PR #4072, opened 2019-11-21
all.equal no longer error when not a DT

### LINKED ISSUE #4042: all.equal shouldn't ERROR when comparing a data.table to a non-data.table
Currently `all.equal.data.table` gives a hard error when the second argument is not a data.table:

``` r
library(data.table)
df <- data.frame(a=1)
dt <- as.data.table(df)
all.equal(df, dt)
#> [1] "Attributes: < Names: 1 string mismatch >"                                              
#> [2] "Attributes: < Length mismatch: comparison on first 2 components >"                     
#> [3] "Attributes: < Component \"class\": Lengths (1, 2) differ (string compare on first 1) >"
#> [4] "Attributes: < Component \"class\": 1 string mismatch >"                                
#> [5] "Attributes: < Component 2: Modes: numeric, externalptr >"                              
#> [6] "Attributes: < Component 2: target is numeric, current is externalptr >"
all.equal(dt, df)
#> Error in all.equal.data.table(dt, df): 'target' and 'current' must both be data.tables
```

(the error is also thrown if the first argument is not a data.table, but that would only happen if you bypassed method dispatch, in which case it's your own fault)

This makes it impossible to use common paradigms such as `if (isTRUE(all.equal(x, y)) {...}` : I would have to throw a `try` in there just to handle the case that `x` (or one of its list elements or attributes) is a data.table and `y` (or its corresponding element/attribute) isn't. More generally, it seems bad that `all.equal(x, y)` could have such substantially different behaviour than `all.equal(y, x)`. 

This error is thrown near the very top of  `all.equal.data.table`:
```r
if (!is.data.table(target) || !is.data.table(current)) 
        stop("'target' and 'current' must both be data.tables")
```
 
I see two possible and very simple remedies:
1. Literally just replace `stop` with `return` (possibly tailoring the message to tell you which one isn't a data.table)
2. Replace the whole `stop` clause with `NextMethod()` or explicit `all.equal.default` (such that `all.equal(dt, df)` would give approximately the same message as `all.equal(df, dt)`.

Tests 1613.59 and 1613.60 explicitly check for this error, so maybe this is intentional, but consider this my request to change that. If I get a approval on either remedy, I could do the PR myself (it would be my first for an open source project, but seems simple enough!)

```r
sessionInfo()
#> R version 3.5.2 (2018-12-20)
#> Running under: Ubuntu 16.04.5 LTS
#> 
#> Matrix products: default
#> BLAS: /usr/lib/libblas/libblas.so.3.6.0
#> LAPACK: /usr/lib/lapack/liblapack.so.3.6.0
#> 
#> locale:
#> 
#> attached base packages:
#> 
#> other attached packages:
#> [1] data.table_1.12.2
#> 
#>  [1] compiler_3.5.2  magrittr_1.5    tools_3.5.2     htmltools_0.4.0
#>  [5] yaml_2.2.0      Rcpp_1.0.3      stringi_1.4.3   rmarkdown_1.16 
#>  [9] highr_0.8       knitr_1.25      stringr_1.4.0   xfun_0.10      
#> [13] digest_0.6.22   rlang_0.4.1     evaluate_0.14
```

d-sci:
Closes #4042 
Fix so that `all.equal(DT, not_a_DT)` returns the typical messages rather than error.
I had to modify old tests 1613.59 and 1613.60, which were checking for this error.


R/setops.R
```diff
@@ -103,8 +103,8 @@ fsetequal = function(x, y, all=TRUE) {
 # all.equal ----
 
 all.equal.data.table = function(target, current, trim.levels=TRUE, check.attributes=TRUE, ignore.col.order=FALSE, ignore.row.order=FALSE, tolerance=sqrt(.Machine$double.eps), ...) {
-  stopifnot(is.logical(trim.levels), is.logical(check.attributes), is.logical(ignore.col.order), is.logical(ignore.row.order), is.numeric(tolerance))
-  if (!is.data.table(target) || !is.data.table(current)) stop("'target' and 'current' must both be data.tables")
+  stopifnot(is.logical(trim.levels), is.logical(check.attributes), is.logical(ignore.col.order), is.logical(ignore.row.order), is.numeric(tolerance), is.data.table(target))
+  if (!is.data.table(current)) return(NextMethod())
```
MichaelChirico: This will return `all.equal(data.table(a=1), data.frame(a=1))` to `TRUE` right? Shouldn't that be `FALSE` with reason "`current` is not a `data.table`"?

jangorecki: why dispatch to next method instead of returning scalar character about class mismatch? if `target` is a data.table then it make sense to produce an answer in data.table method rather than redirecting to another.

d-sci: It will return
```
[1] "Attributes: < Names: 2 string mismatches >"                              
[2] "Attributes: < Length mismatch: comparison on first 2 components >"       
[3] "Attributes: < Component 1: target is externalptr, current is character >"
[4] "Attributes: < Component 2: Modes: character, numeric >"                  
[5] "Attributes: < Component 2: Lengths: 2, 1 >"                              
[6] "Attributes: < Component 2: target is character, current is numeric >"    
```

which is the same (just with some terms swapped) as the result of `all.equal(data.frame(a=1), data.table(a=1))`

d-sci: I guess I thought that `all.equal(DT, DF)` should return roughly the same info as `all.equal(DF, DT)`. 

But happy to do the just do that if you prefer.

jangorecki: I would rather prefer to return scalar early rather than investigating all differences, `all.equal` can be expensive, especially when you use `ignore.row.order`. Of course `check.attributes=FALSE` should continue to work, the same way as `all.equal(DF, DT, check.attributes=FALSE)` do.

d-sci:
@jangorecki raised an interesting point with regards to `check.attributes = F`. And what the result of `all.equal` should be on other-wise identical `data.table` vs `data.frame`. Base R can actually be oddly inconsistent here on `all.equal(x, y)` vs `all.equal(y,x)`:

```r
all.equal(data.frame(a=1), c(a=1), check.attributes = F)
#> [1] TRUE
all.equal(c(a=1), data.frame(a=1), check.attributes = F)
#> [1] "target is numeric, current is data.frame"
```

Current data.table always errors when the second argument isn't a data.table (regardless of `check.attributes`), and most of `all.equal.data.table` seems written based on the assumption that both args are data.tables. With new commit, this PR takes an easy middle ground, relaxing the error to a message, but still not returning TRUE for `all.equal(data.table(a=1), data.frame(a=1), check.attributes = F`), which would require more work:

```r
all.equal(data.table(a=1), c(a=1), check.attributes = F) # would ERROR before
#> [1] "target is data.table, current is numeric"
all.equal(c(a=1), data.table(a=1), check.attributes = F)
#> [1] "target is numeric, current is data.table"

all.equal(data.table(a=1), data.frame(a=1), check.attributes = F) # would ERROR before
#> [1] "target is data.table, current is data.frame"
all.equal(data.frame(a=1), data.table(a=1), check.attributes = F)
#> [1] TRUE
```

R/setops.R
```diff
@@ -103,8 +103,8 @@ fsetequal = function(x, y, all=TRUE) {
 # all.equal ----
 
 all.equal.data.table = function(target, current, trim.levels=TRUE, check.attributes=TRUE, ignore.col.order=FALSE, ignore.row.order=FALSE, tolerance=sqrt(.Machine$double.eps), ...) {
-  stopifnot(is.logical(trim.levels), is.logical(check.attributes), is.logical(ignore.col.order), is.logical(ignore.row.order), is.numeric(tolerance))
-  if (!is.data.table(target) || !is.data.table(current)) stop("'target' and 'current' must both be data.tables")
+  stopifnot(is.logical(trim.levels), is.logical(check.attributes), is.logical(ignore.col.order), is.logical(ignore.row.order), is.numeric(tolerance), is.data.table(target))
+  if (!is.data.table(current)) return(paste0('target is data.table, current is ', data.class(current)))
```
jangorecki: what about `check.attributes=FALSE`?

d-sci: `all.equal(data.frame(a=1), c(a=1), check.attributes = F)` returns TRUE -- do you think it should for `data.table` as well? 

The problem with continuing on despite `current` not being a data.table (could be as simple as a numeric, in that example) is that you have to a lot more careful about calling `setcolorder`, `nrow`, etc, on it which happens in the next few lines. Hence my original idea to just call `NextMethod`. I saw this as an easy middle ground. Maybe if `check.attributes = FALSE` just do `current <- as.data.table(current)` then keep going??

jangorecki: class is an attribute. `NextMethod` could eventually be an option but for a `check.attributes=FALSE` then. Also we need to take care and check if any extra arguments haven't been used, because they will be ignored in a non-data.table all.equal method.

d-sci: Ok, I'll try to think about this some more. As is, I do believe it is still an improvement, though clearly not perfect.

jangorecki: It is improvement, but I don't think we should merge it like this without support for `check.attributes` argument.

d-sci:
Ok, new attempt to handle `check.attributes` appropriately. Basically relying on the fact that `setDT(x)` does a good job of checking whether `x`is at all data.table-like and if so, coercing to a data.table without actually changing any non-attribute data. So, if `current` is not a data.table:
- if `check.attributes = TRUE` return quickly with class mismatch info
- if `check.attributes = FALSE` but`current` is nothing like a data.table, return quickly with message to that effect
- if `check.attributes = FALSE` but`current` can be coerced via `setDT`, do so and continue on (thus still honouring `ignore.col.order`, `ignore.row.order` etc.)

R/setops.R
```diff
@@ -103,8 +103,13 @@ fsetequal = function(x, y, all=TRUE) {
...
 
 all.equal.data.table = function(target, current, trim.levels=TRUE, check.attributes=TRUE, ignore.col.order=FALSE, ignore.row.order=FALSE, tolerance=sqrt(.Machine$double.eps), ...) {
-  stopifnot(is.logical(trim.levels), is.logical(check.attributes), is.logical(ignore.col.order), is.logical(ignore.row.order), is.numeric(tolerance))
-  if (!is.data.table(target) || !is.data.table(current)) stop("'target' and 'current' must both be data.tables")
+  stopifnot(is.logical(trim.levels), is.logical(check.attributes), is.logical(ignore.col.order), is.logical(ignore.row.order), is.numeric(tolerance), is.data.table(target))
+
+  if (!is.data.table(current)) {
+    if (check.attributes) return(paste0('target is data.table, current is ', data.class(current)))
+    try({current = setDT(copy(current))}, silent = TRUE)
+    if (!is.data.table(current)) return('target is data.table and current is not of a comparable form')
```
jangorecki: Instead of `comparable form` I would use working that `current was not a data.table and it failed to be coerced to it`.
Also `as.data.table` seems to be more appropriate than `setDT(copy(.))`, as it may handle any class than will provide `as.data.table` method.

inst/tests/tests.Rraw
```diff
@@ -8466,8 +8466,17 @@ test(1613.573, all.equal(cbind(x, factor(1)), cbind(x, factor(1)), ignore.row.or
 test(1613.581, all(all.equal(x, y, ignore.row.order = FALSE, tolerance = 1), all.equal(x, y, ignore.row.order = TRUE, tolerance = 1)))
 test(1613.582, all(all.equal(x, y, ignore.row.order = FALSE, tolerance = sqrt(.Machine$double.eps)/2), all.equal(x, y, ignore.row.order = TRUE, tolerance = sqrt(.Machine$double.eps)/2)), warning = "Argument 'tolerance' was forced")
 
-test(1613.59, all.equal.data.table(1L, 2L), error = "'target' and 'current' must both be data.tables")
-test(1613.60, all.equal(data.table(1L), 2L), error = "'target' and 'current' must both be data.tables")
+# fix for #4042
+test(1613.59, all.equal.data.table(1L, 2L), error = "is.data.table(target) is not TRUE")
+test(1613.601, all.equal(data.table(a=1), data.frame(a=1)), "target is data.table, current is data.frame")
+test(1613.602, all.equal(data.table(a=1), data.frame(a=1), check.attributes = F))
```
jangorecki: those `F` needs to be `FALSE`

inst/tests/tests.Rraw
```diff
@@ -8466,8 +8466,17 @@ test(1613.573, all.equal(cbind(x, factor(1)), cbind(x, factor(1)), ignore.row.or
...
+test(1613.603, all.equal(data.table(a=1), list(a=1), check.attributes = F))
+test(1613.604, all.equal(data.table(a=c(1,1), b=c(2,2)), list(a=1,b=c(2,2)), check.attributes = F), "target is data.table and current is not of a comparable form")
+test(1613.605, all.equal(data.table(a=1), 1L, check.attributes = F), "target is data.table and current is not of a comparable form")
+L1 <- list(a = data.table(1L), b = setattr("foo", "tbl", data.table(1L)))
+L2 <- list(a = list(1L), b = setattr("foo", "tbl", 1L))
+test(1613.606, is.character(all.equal(L1, L2)))
```
jangorecki: instead of just `is.character` maybe testing for a string, then tests will be also self describing itself.

d-sci:
Addressed most of your comments as suggested. I didn't change `copy(setDT(x))` to `as.data.table(x)` because `as.data.table` seems like it could do quite a lot of coercion that really changes underlying values. In particular, it means that both `list(a = 1, b = c(2,2))` and `list(a = c(1,1), b = c(2,2))` would be "all equal" with `data.table(a = c(1,1), b = c(2,2))` even though they wouldn't be with each other (since `as.data.table` can expand columns but `setDT` will error if any list elements are unequal length). `setDT` seems to be really good at telling "what could possibly be a data.table as it currently is, even if it' class isn't data.table", and I can't see a situation where it would fail on `X` but you would still expect `all.equal(DT, X)`

jangorecki:
@d-sci thanks, I am getting your point. The thing is that if we supply a list into `current` one might actually expect it to be expanded, because this is how the list behaves when being coerced to data.table. If one wants to have behavior you described then probably `all.equal(as.list(target), current)` is more appropriate (then of course we dispatch to `all.equal.list`).
If `as.data.table` way handles your use case then I would go with it. Otherwise probably best to hear what others think about `try()` coercion and the consistency of list/data.table equality.

d-sci:
Ok, fair enough, switched over to `as.data.table`. This will certainly work for my use case -- as long as I get a string and not an error for `all.equal(DT, not_a_DT)` I'm happy!

jangorecki:
We need documentation update for `current` argument, to explicitly mention `as.data.table` method used for coercion when `check.attributes=F`. Probably also an example of `all.equal(dt(a=1), 1, check.attributes=FALSE))` which might be surprising.

jangorecki:
Thanks for fixing missing S3 registration. Unless you have something more in mind I think we can remove WIP label already.

d-sci:
Yep, this is ready in my mind! Thanks for all your comments and suggestions.

mattdowle:
Thanks, @d-sci. I added you to DESCRIPTION in this PR and invited you to be project member. Please accept the invite displayed in your GitHub repositories page and then you can create branches in the main project so we can more easily commit to each other's branches. Welcome!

## ABOUT THIS TASK
When a line in the listing has the string "improvement" in it, return that line.

## RESULT BELOW
d-sci: Ok, I'll try to think about this some more. As is, I do believe it is still an improvement, though clearly not perfect.
jangorecki: It is improvement, but I don't think we should merge it like this without support for `check.attributes` argument.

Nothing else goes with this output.